Calculate feature importances according to the model, trained in the task 7. 

**q8:** What is the name of the most important feature? Provide it as the answer. Do you understand why it might be important for the model?

Notice that by default, `XGBRegressor` calculates feature importance considering gain (`importance_type` parameter).

In [12]:
xgbm_imp = create_feature_importance_df(xgbm)
xgbm_imp.head(1)

Unnamed: 0,feature,importance
13,data_channel_is_bus,0.06989


## 9

Let's move to LightGBM. We will work with `LGBMRegressor`.
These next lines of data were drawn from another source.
PR #531, opened 2025-10-07
Fix: Add IPv6 CIDR validation in Settings

jordandalley:
Fixed form validation in Settings.jsx to include IPv6 CIDR's

Also changed the new install default from '0.0.0.0/0' to '0.0.0.0/0,::0/0' which is effectively the same thing in both stacks and is a good example of comma separation.

### DIFF
--- a/frontend/src/pages/Settings.jsx
+++ b/frontend/src/pages/Settings.jsx
@@ -94,14 +94,16 @@ const SettingsPage = () => {
   const networkAccessForm = useForm({
     mode: 'controlled',
     initialValues: Object.keys(NETWORK_ACCESS_OPTIONS).reduce((acc, key) => {
-      acc[key] = '0.0.0.0/0';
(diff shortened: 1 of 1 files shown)


SergeantPanda:
Thank you for the PR.  Can you confirm that the backend works correctly with IPv6? I don't have a really good way to test it out at the moment.

jordandalley:
Hey @SergeantPanda I can confirm the backend works perfectly with IPv6 CIDR's. The API has always accepted IPv6 CIDR's. I think I've been running IPv6 on the backend for around 4 months?

SergeantPanda:
Thank you for confirming. I'll play with it a bit later and merge if my testing works. Just want to make sure nothing bad happens with IPV4 as that's what most people use.

jordandalley:
No worries at all :)

SergeantPanda (approved):
Testing appears to be going well. Thank you for your contribution!

PR #594, opened 2025-10-29
Channel name truncation when containing apostrophes or special characters

ghost:
Channel names are being truncated at apostrophes and certain special characters when added to the main playlist.

Examples:

    UK: That's 60s → truncates to UK: That
    UK: 80'S - DIRECT ᴴᴰ → truncates to UK: 80

The bug is in apps/m3u/tasks.py at line 453 in the parse_extinf_line() function. The regex pattern used for parsing M3U EXTINF attributes incorrectly stops matching when it encounters an apostrophe inside quoted values:

    attrs = dict(re.findall(r'([^\s]+)=["\']([^"\']+)["\']', attributes_part))

Updated the regex to properly handle both single and double quotes by matching each quote type separately:

    attrs = dict(re.findall(r'([^\s]+)="([^"]+)"', attributes_part) + re.findall(r"([^\s]+)='([^']+)'", attributes_part))

### DIFF
--- a/apps/m3u/tasks.py
+++ b/apps/m3u/tasks.py
@@ -450,7 +450,7 @@ def parse_extinf_line(line: str) -> dict:
     if len(parts) != 2:
         return None
     attributes_part, display_name = parts[0], parts[1].strip()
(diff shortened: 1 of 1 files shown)


SergeantPanda:
Thank you for this PR! Looks good.

PR #600, opened 2025-10-30
Check for "SERVER_PORT" header before falling back to 9191

lasharor:
I moved on to LXC install on PVE. The x-tvg-url defaults back to 9191 port whilst in reality the port is defined as :80, therefore this obviously brakes this functionality. 

Check request.META.get("SERVER_PORT") before falling back to defaults. This should capture the actual server port from the request.

### DIFF
--- a/apps/output/views.py
+++ b/apps/output/views.py
@@ -2645,12 +2645,17 @@ def get_host_and_port(request):
     if port:
         return host, port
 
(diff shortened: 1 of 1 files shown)


SergeantPanda:
Thank you for this. I've been meaning to take a look at this for a while.

PR #1710, opened 2026-09-15
Preserve radio/TV stream type through to XC and M3U output

### LINKED ISSUE #1683: [Bug]: RADIO channels are not properly processed and lose their radio property tags
### Describe the bug

Radio streams lose their type on the way to any client. At least one of my XC providers correctly tags radio entries upstream with stream_type: "radio_streams", and this survives into Dispatcharr's own storage (Stream.custom_properties). But both output paths discard it:
·	Classic Xtream API (apps/output/views.py, _xc_channel_entry, line 806): hardcodes "stream_type": "live" for every entry in xc_get_live_streams, regardless of what's in the underlying stream's custom_properties.
·	M3U output (apps/output/views.py, generate_m3u, line 379): the EXTINF line only ever sets group-title, never a radio="true" attribute.

So even though the raw signal exists and is already stored, no client can see it. This matters for Kodi's PVR IPTV Simple Client, which has native Radio support and switches an entry into its Radio section specifically based on the M3U radio="true" attribute, and for XC-based clients (e.g. IPTV Smarters) that read stream_type directly from get_live_streams. Right now radio channels can only be told apart by group-title text convention (e.g. "RADIO" in the category name), which isn't a structural signal any client acts on automatically.

1.	Sync an XC-type M3U account whose provider tags radio streams with stream_type: radio_streams (confirmed present for at least one of mine).
2.	Check Stream.custom_properties for one of those streams in the Django shell/DB, it's already there.
3.	Hit /player_api.php?...&action=get_live_streams for that same channel, stream_type comes back "live".
4.	Fetch the M3U output for the same channel, no radio="true" anywhere on the EXTINF line.

### Dispatcharr Version

0.30

### Docker Version

Docker version 29.7.0, build c1eba93

Standard AIO config, not relevant for this bug

### Client Information

Kodi (PVR IPTV Simple Client, uses M3U radio="true") and any Xtream-API client reading stream_type from get_live_streams (e.g. IPTV Smarters style clients).

dillardblom:
## Description

Radio streams are currently exposed to clients as regular TV channels: the M3U output never sets the `radio="true"` EXTINF attribute Kodi's IPTV Simple Client (and others) rely on to route entries into a Radio section instead of TV, and the XC API always hardcodes `"stream_type": "live"` regardless of the actual content.

Adds an `is_radio` field on both `Stream` and `Channel`, populated at both M3U import paths (`process_xc_category_direct` and `process_m3u_batch_direct` in `apps/m3u/tasks.py`) from the real Xtream `stream_type` field (`radio_streams` vs `live`/anything else), backfilled via migration for existing data, and rolled up from Stream to Channel the same way `is_catchup` already is (`rollup_channel_catchup_fields` pattern, plus a `ChannelStream` signal for incremental updates). M3U output now sets `radio="true"` when the channel is radio, and the XC API returns `"stream_type": "radio_streams"` instead of hardcoding `"live"`.

Verified this isn't just a made-up field: pulled the real `custom_properties` for actual PROVIDER streams and confirmed `stream_type: "radio_streams"` is a genuine provider-populated value, distinct from `created_live` (a provider-side bookkeeping value for self-assembled loop channels, unrelated to radio, confirmed by checking actual category breakdowns — a group literally named "MUSIC & RADIO" had zero `radio_streams` entries and was excluded from the fix on that basis).

## Related Issue

Closes #1683

## How was it tested?

- Restored a full production database dump (real M3U accounts, real Xtream `stream_type` values from 3 independent commercial providers) into an isolated throwaway container to verify the migration backfill against real data, not fixtures: `Stream.is_radio` landed at 399 true / 13634 false, `Channel.is_radio` at 90 true / 531 false, matching the expected real counts exactly.
- Confirmed M3U output includes `radio="true"` and XC API (`get_live_streams`) returns `"stream_type": "radio_streams"` for a known real radio channel on that restored instance.
- End-to-end tested against a real Kodi install (PVR IPTV Simple Client) pointed at that same restored instance via the **M3U URL** path: radio channels now show up in Kodi's Radio section and play back correctly as audio.
- Not yet tested end-to-end with a client logged in via the **XC-API** login mode specifically (only verified the raw JSON field value with curl, not a real XC client) — don't have a stable client on hand right now that supports both XC login and radio. Flagging this honestly rather than implying full coverage; the underlying code path (`_xc_channel_entry`) is the same one that already serves `tv_archive`/`stream_id` etc. correctly for every other field, so I'd expect it to work, but it hasn't been confirmed with a real client the way the M3U path has.
- Full backend test suite (132 tests, including the new radio-specific tests) run against the branch rebased on current `dev`, using the project's own CI recipe (`base-dev` image + `ci_bootstrap_backend.sh`, real Postgres/Redis, not a mock): all passing.

## Checklist


dillardblom:
Ran an independent review of this branch (Codex) before it goes further, both technically and functionally. Found and fixed three real issues, pushed just now:

- **Migration backfill didn't match the runtime rollup's active-account rule.** `rollup_channel_radio_flag` (the ongoing rollup) deliberately excludes streams on disabled M3U accounts, but the one-time migration backfill for existing installs didn't apply the same filter. A channel backed only by a disabled account would come out of the upgrade incorrectly flagged as radio, and stay that way indefinitely since disabled accounts are never refreshed. Fixed to join and filter on `is_active` the same way. Also added direct tests for both backfill functions, since migration 0039 had none at all before this.

- **Standard M3U `radio` attribute was read case-sensitively.** Every other EXTINF attribute in this parser (`tvg-id`, `group-title`, etc.) goes through a case-insensitive lookup helper; the new `radio` attribute used a plain dict `.get()` instead, so a playlist spelled `RADIO="true"` would have silently imported as TV. Fixed to use the same helper as everything else.

- **Flagged but not changed:** `is_radio` is writable via `StreamSerializer` without triggering a channel-level rollup on a direct field edit (the rollup signal only fires on `ChannelStream` link changes, not on the `Stream` fields themselves). Checked, and this is an existing gap `is_catchup` already has too, not something new here. Fixing only `is_radio` would make it behave inconsistently with the field it's directly modeled on, so leaving both as-is for now and tracking a combined fix separately rather than bundling it into this PR.

Full suite (886 tests across `apps.channels`, `apps.m3u`, `apps.output`) green after the fixes.

PR #4066, opened 2025-04-07
fix(app): wider run description field

ArtsiomWB:
## Description
This PR Makes it so the description field is not as narrow as it currently is. At the moment, the current behavior when trying to edit the run description is to make the EditField narrow, every time you are in the edit state:

https://github.com/user-attachments/assets/80a0b346-5c81-4221-8ce3-41c6f6dbe341

With these changes, the EditField will enter the edit state remembering the current width of the current description string and will not enter the edit state as a narrow field again

https://github.com/user-attachments/assets/71bd432d-54be-45ed-b99a-f214ffee763c

- [Fixes WB-16773](https://wandb.atlassian.net/browse/WB-16773)

## Testing

How was this PR tested?

### DIFF
--- a/weave-js/src/common/components/EditableField.tsx
+++ b/weave-js/src/common/components/EditableField.tsx
@@ -43,6 +43,7 @@ interface EditableFieldState {
   editing: boolean;
   origValue: string;
   currentValue: string;
+  fieldWidth?: number;
 }
 
 /**
@@ -78,8 +79,10 @@ export default class EditableField extends React.Component<
     editing: false,
     origValue: this.props.value,
     currentValue: this.props.value,
+    fieldWidth: undefined,
   };
   inputRef = React.createRef<Input>();
+  fieldRef = React.createRef<HTMLDivElement>();
 
   save = _.debounce((val: string) => {
     if (this.props.save) {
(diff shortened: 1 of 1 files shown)


onx2 (commented):
@ArtsiomWB have you tried using css for this? maybe setting the width `100%` rather than an explicit pixel value is a more robust approach. For example, this comment block that I'm typing in now does that and relies on the parent container to determine relative width.

ArtsiomWB:
Changed it to where it is set to 100% with css as well as can be edited in the horizontal direction. 

https://github.com/user-attachments/assets/1e0c62b4-21ad-4597-84b0-77500fcd928e

weave-js/src/common/components/EditableField.tsx
```diff
@@ -256,7 +257,7 @@ export default class EditableField extends React.Component<
 
     return (
       <div
-        className={className}
+        className={`${className}`}
```
onx2, line 260: Isn't this the same thing as before just more verbose?

onx2 (approved):
Looking at the behavior it seems weird that we can resize width, wdyt about a static width for both read and edit?

Approved but something to consider

ArtsiomWB:
Per Tristan's request made the field wider using css. 

https://github.com/user-attachments/assets/152cd3de-5238-41e6-9aa5-156a5423079a

onx2 (approved):

PR #4067, opened 2025-04-07
feat(ui): Conditionally add trace metadata to ObjectView

zbirenbaum:
## Description

- Fixes WB-24306

Adds a conditionally available section to the ObjectView which displays full otel trace metadata when the field is available.

image


bcsherma (approved):
🔥

PR #4069, opened 2025-04-07
chore(weave): Temporary patch for auth url referrer

tssweeney:
This is a temporary patch for `wandb` in order to implement basic referrer tracking in
auth URLs. This commit: https://github.com/wandb/wandb/commit/5db4d763516ba2a3e8d94a85ba67bdf6fc124423 adds a utility for referrer tracking, but is not yet released. Once released, this patch can be removed and instead https://github.com/wandb/weave/pull/4004/files can be merged. Since this will take more than a month, we need a short-term patch to ensure that we can start to track referrers.


gtarpenning (approved):
lgtm, kinda wild that we check any string, i wonder what cases might accidentally trigger this.

gtarpenning (approved):
👍🏻

PR #4070, opened 2025-04-07
fix(weave): require opentelemetry proto

bcsherma:
`import weave` fails with `ModuleNotFoundError: No module named 'opentelemetry'`. This PR moves `opentelemetry-proto` from an optional to required dependency. It's eagerly imported by `trace_server_interface.py` which runs on `import weave`. Alternate approach would be to conditionally import.


zbirenbaum (approved):
Don't change indent level tho

PR #4078, opened 2025-04-08
chore(ui): Trace tree - fix padding on un-nested node levels

m-rgba:
## Description

| Before | After |
| -------- | ------- |
| Screenshot 2025-04-08 at 3 28 19 PM | Screenshot 2025-04-08 at 3 27 23 PM |

- Fixes padding on un-nested node levels to match nested text (since they're on the same level).


zbirenbaum (approved):
Thanks! Looks much better in the pic

PR #3797, opened 2025-02-27
chore(weave): call stream supports sorting and filtering by latency, status, trace_name

bcsherma:
## Description

Adds support for `summary.weave.{latency_ms,status,trace_name}` as sort and filter fields for the calls query.

Summary fields are not (in general) persisted and must be computed on the fly for each query. This PR adds a new `CallsMergedSummaryField` model to the query builder which generate sql to compute the real values of the summary field in the db query so we can sort/filter the results by the field.

Also adds support for latency and status summary fields to the sqlite trace server implementation.

## Testing

Adds unit tests for the SQL generation and an end to end test that runs the queries against the clickhouse + sqlite trace servers and verifies the sort + filter results. Also tested in our GCP QA environment against a real clickhouse cloud instance.

## Summary by CodeRabbit

- **New Features**
  - Improved call record handling with advanced sorting and filtering options by status and latency, ensuring consistent ordering and more precise performance metrics.
  - Enhanced processing of operational data to deliver clearer insights into call performance (e.g., updated status and response time information).

- **Tests**
  - Expanded quality checks with new test functions for sorting and filtering calls by status and latency, ensuring the reliability and accuracy of these enhancements.

PR #4083, opened 2025-04-09
feat(ui): Add status filtering

jamie-rasmussen:
## Description

Wires up the UI to allow filtering by status, either through the filter popup form or Option+Click. Backend support for this was added in https://github.com/wandb/weave/pull/3797

Also makes Option+Click more useful. Currently doing Option+Click on the same value adds multiple duplicate filters. With this PR we change it so a second Option+Click will either toggle the filter off or replace it with an updated one (e.g. in the case where you have an `OR` of status values and want to filter to one.)

Screenshot 2025-04-09 at 11 32 51 AM

## Testing

How was this PR tested?

### DIFF
--- a/weave-js/src/components/PagePanelComponents/Home/Browse3/filters/FilterRow.tsx
+++ b/weave-js/src/components/PagePanelComponents/Home/Browse3/filters/FilterRow.tsx
@@ -63,7 +63,8 @@ export const FilterRow = ({
   };
 
   const isOperatorDisabled =
-    isWeaveRef(item.value) || ['id', 'user'].includes(getFieldType(item.field));
+    isWeaveRef(item.value) ||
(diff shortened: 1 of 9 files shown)


bcsherma (approved):
Nice! Not worth blocking but I do think that the select highlight for the status chips looks a little funny and could use a design review. I think greying/blurring out states that aren't included in the filter + showing the included states as normal rather than with a blue highlight might be more intuitive. A tooltip for include/don't include when hovering on the state may also help users understand how to modify the filter.

Screenshot 2025-04-09 at 12 34 17 PM

jamie-rasmussen:
> Nice! Not worth blocking but I do think that the select highlight for the status chips looks a little funny and could use a design review.

Totally agree - a consequence of reusing our existing Button component and it not having a variant that works ideally here. I will follow up with design but a custom built control is probably the way to go.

LGBMRegressor parameters: https://lightgbm.readthedocs.io/en/latest/pythonapi/lightgbm.LGBMRegressor.html#lightgbm.LGBMRegressor

The main list of LightGBM parameters: https://lightgbm.readthedocs.io/en/latest/Parameters.html Look through this list so that you understand which parameters are presented in the library.

Take `LGBMRegressor` with the following parameters, similar to the previous `XGBoost` model:

* `objective='regression'`
* `n_estimators=200`
* `learning_rate=0.01`
* `max_depth=5`
* `random_state=13`
* other default parameter values

Train it on the training data with `eval_set=[(X_val, y_val)]`, `eval_metric='rmse'`, `early_stopping_rounds=50` and all other default parameter values. 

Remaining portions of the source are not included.